Abstract

Ischemia,hemorrhages, and other vascular disorders can result in various central or peripheral vestibular syndromes with vertigo, oculomotor/balance disturbances, and nausea. The vascular vertigo syndromes listed in Table 1 can however be brought about by other causes such as demyelitizing focuses in multiple sclerosis or space-occupying lesions, so that not only localization of the damaged structure but also the various etiologies are decisive for the choice of therapy.

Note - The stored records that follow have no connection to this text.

PR #24994, opened 2023-04-07
Publish stream status messages in CDK

jdpgrailsdev:
## What
* Report transitions in status while reading a source

## How

Publishes the stream status message on the various transitions in status for each stream in the source.  This is a parallel PR to https://github.com/airbytehq/airbyte/pull/24971.

## Recommended reading order
1. `abstract_source.py`
2. `stream_status_utils.py`


jdpgrailsdev:
This PR has been updated to use the new protocol message and is now ready for review.

airbyte-cdk/python/setup.py
```diff
@@ -46,7 +46,7 @@
     packages=find_packages(exclude=("unit_tests",)),
     package_data={"airbyte_cdk": ["py.typed", "sources/declarative/declarative_component_schema.yaml"]},
     install_requires=[
-        "airbyte-protocol-models==1.0.0",
+        "airbyte-protocol-models==0.3.5",
```
evantahler, line 49: This _looks_ like a downgrade... but I don't think we ever were on v1.0.0?

jdpgrailsdev: Correct.  We were never on 1.0.0 even though we set that as the dependency version.  The new changes were released as a patch on the current version (0.3), which is the reason for the correction.

airbyte-cdk/python/airbyte_cdk/sources/abstract_source.py
```diff
@@ -336,3 +344,9 @@ def _get_message(self, record_data_or_message: Union[StreamData, AirbyteMessage]
             return record_data_or_message
         else:
             return stream_data_to_airbyte_message(stream.name, record_data_or_message, stream.transformer, stream.get_json_schema())
+
+    def _emit_stream_status(self, stream: ConfiguredAirbyteStream, stream_status: AirbyteStreamStatus, successful: bool):
+        """
+        Emits a new AirbyteStreamStatusTraceMessage
+        """
+        print(stream_status_as_airbyte_message(stream, AirbyteStreamStatus.RUNNING, None).json(exclude_unset=True))
```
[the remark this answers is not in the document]
jdpgrailsdev: @girada Mainly ignorance/copy paste from other parts in the code that I thought was producing a message.  Will fix per your suggestion.

airbyte-cdk/python/airbyte_cdk/sources/abstract_source.py
```diff
@@ -113,17 +115,20 @@ def read(
...
                         configured_stream=configured_stream,
                         state_manager=state_manager,
                         internal_config=internal_config,
                     )
+                    self._emit_stream_status(configured_stream, AirbyteStreamStatus.STOPPED, True)
                 except AirbyteTracedException as e:
                     raise e
                 except Exception as e:
                     logger.exception(f"Encountered an exception while reading stream {configured_stream.stream.name}")
+                    self._emit_stream_status(configured_stream, AirbyteStreamStatus.STOPPED, False)
```
girarda, line 131: this message won't be yielded.

Option 1:
1. `_emit_stream_status` returns `stream_status_as_airbyte_message(stream, stream_status, successful)`
2. change these lines to yield the output of `_emit_stream_status` (`yield self._emit_stream_status(configured_stream, AirbyteStreamStatus.STOPPED, True)`)

Option 2:
change this line to `stream_status_as_airbyte_message(configured_stream, AirbyteStreamStatus.STOPPED, True)` and forget about the `_emit_stream_status` method

girarda (changes requested):

airbyte-cdk/python/airbyte_cdk/sources/abstract_source.py
jdpgrailsdev: @girarda Do you have a preference between the two options?  I'm inclined to implement option 1, unless you feel strongly about this.

girarda: sounds good to me @jdpgrailsdev

jdpgrailsdev: > sounds good to me @jdpgrailsdev

@girarda I didn't really understand the difference between options 1 and 2.  After looking at the code again, I went with option 2, as the method really didn't add any value anymore.

airbyte-cdk/python/airbyte_cdk/utils/stream_status_utils.py
```diff
@@ -0,0 +1,29 @@
...
+#
+
+
+from datetime import datetime
+
+from airbyte_cdk.models import AirbyteMessage, AirbyteStreamStatusTraceMessage, AirbyteTraceMessage, StreamDescriptor, TraceType
+from airbyte_cdk.models import Type as MessageType
+
+
+def as_airbyte_message(stream, current_status, successful) -> AirbyteMessage:
```
girarda, line 12: nit: it would be useful to add type annotations
`def as_airbyte_message(stream: Stream, current_status: AirbyteStreamStatus, successful: Optional[bool]) -> AirbyteMessage`

girarda (commented):
the change looks good, but some unit tests will need to be updated to reflect the new messages that are published https://github.com/airbytehq/airbyte/actions/runs/4743777368/jobs/8423891418?pr=24994

airbyte-cdk/python/airbyte_cdk/utils/stream_status_utils.py
jdpgrailsdev: Done.

jdpgrailsdev:
> the change looks good, but some unit tests will need to be updated to reflect the new messages that are published https://github.com/airbytehq/airbyte/actions/runs/4743777368/jobs/8423891418?pr=24994

@girarda I don't understand why this test is now failing.  All tests were passing before I merged in changes from master so this feels like an external change to my PR that is now failing the tests.  Any advice/pointers on what I should change to get this passing would be appreciated.

jdpgrailsdev:
> As an example, this list of expected messages will need to be updated

Interesting.  Why wasn't this failing previously?  Was it because I wasn't actually yielding/publishing the message?  Trying to understand why it is now failing and didn't fail previously on this PR.

airbyte-cdk/python/unit_tests/sources/test_abstract_source.py
```diff
@@ -78,7 +83,7 @@ class MockStreamOverridesStateMethod(Stream, IncrementalMixin):
     primary_key = None
     cursor_field = "updated_at"
     _cursor_value = ""
-    start_date = "1984-12-12"
+    start_date = "19-12-12"
```
girarda, line 86: this date looks weird. Why is the year changed to `19`?

jdpgrailsdev: Definitely not intentionally.  Will revert this.

girarda (approved):
:shipit:

jdpgrailsdev:
Per a discussion with @alafanechere I have reverted the changelog/version bump to the source-facebook-marketing connector to avoid an order of operation issue between updating and publishing the CDK and publishing the connector.  This PR will be merged first and once the CDK has been published, a second PR will be created to publish the source-facebook-marketing connector.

Occasionally, combined functional disturbances of the peripheral and central vestibular system appear, such as an infarction of the inferior anterior cerebellar artery, which supplies the labyrinth and parts of the brainstem and cerebellum. In rare cases, a central lesion can have the same signs as a peripheral-vertibular disturbance: a lacunar infarct at the root entry zone of the eighth nerve can mimic a unilateral partial loss of labyrinth function as it occurs in vestibular neuritis, thus named "pseudoneuritis". Differential diagnosis between vestibular migraine, vestibular paroxysmia, transient ischemic brainstem attacks, and Meniere's disease is sometimes so difficult that only trial therapies such as prophylaxis with beta blockers, carbamazepine, thrombocyte aggregation inhibitors, antiplatelet drugs, or betahistin can clarify the issue.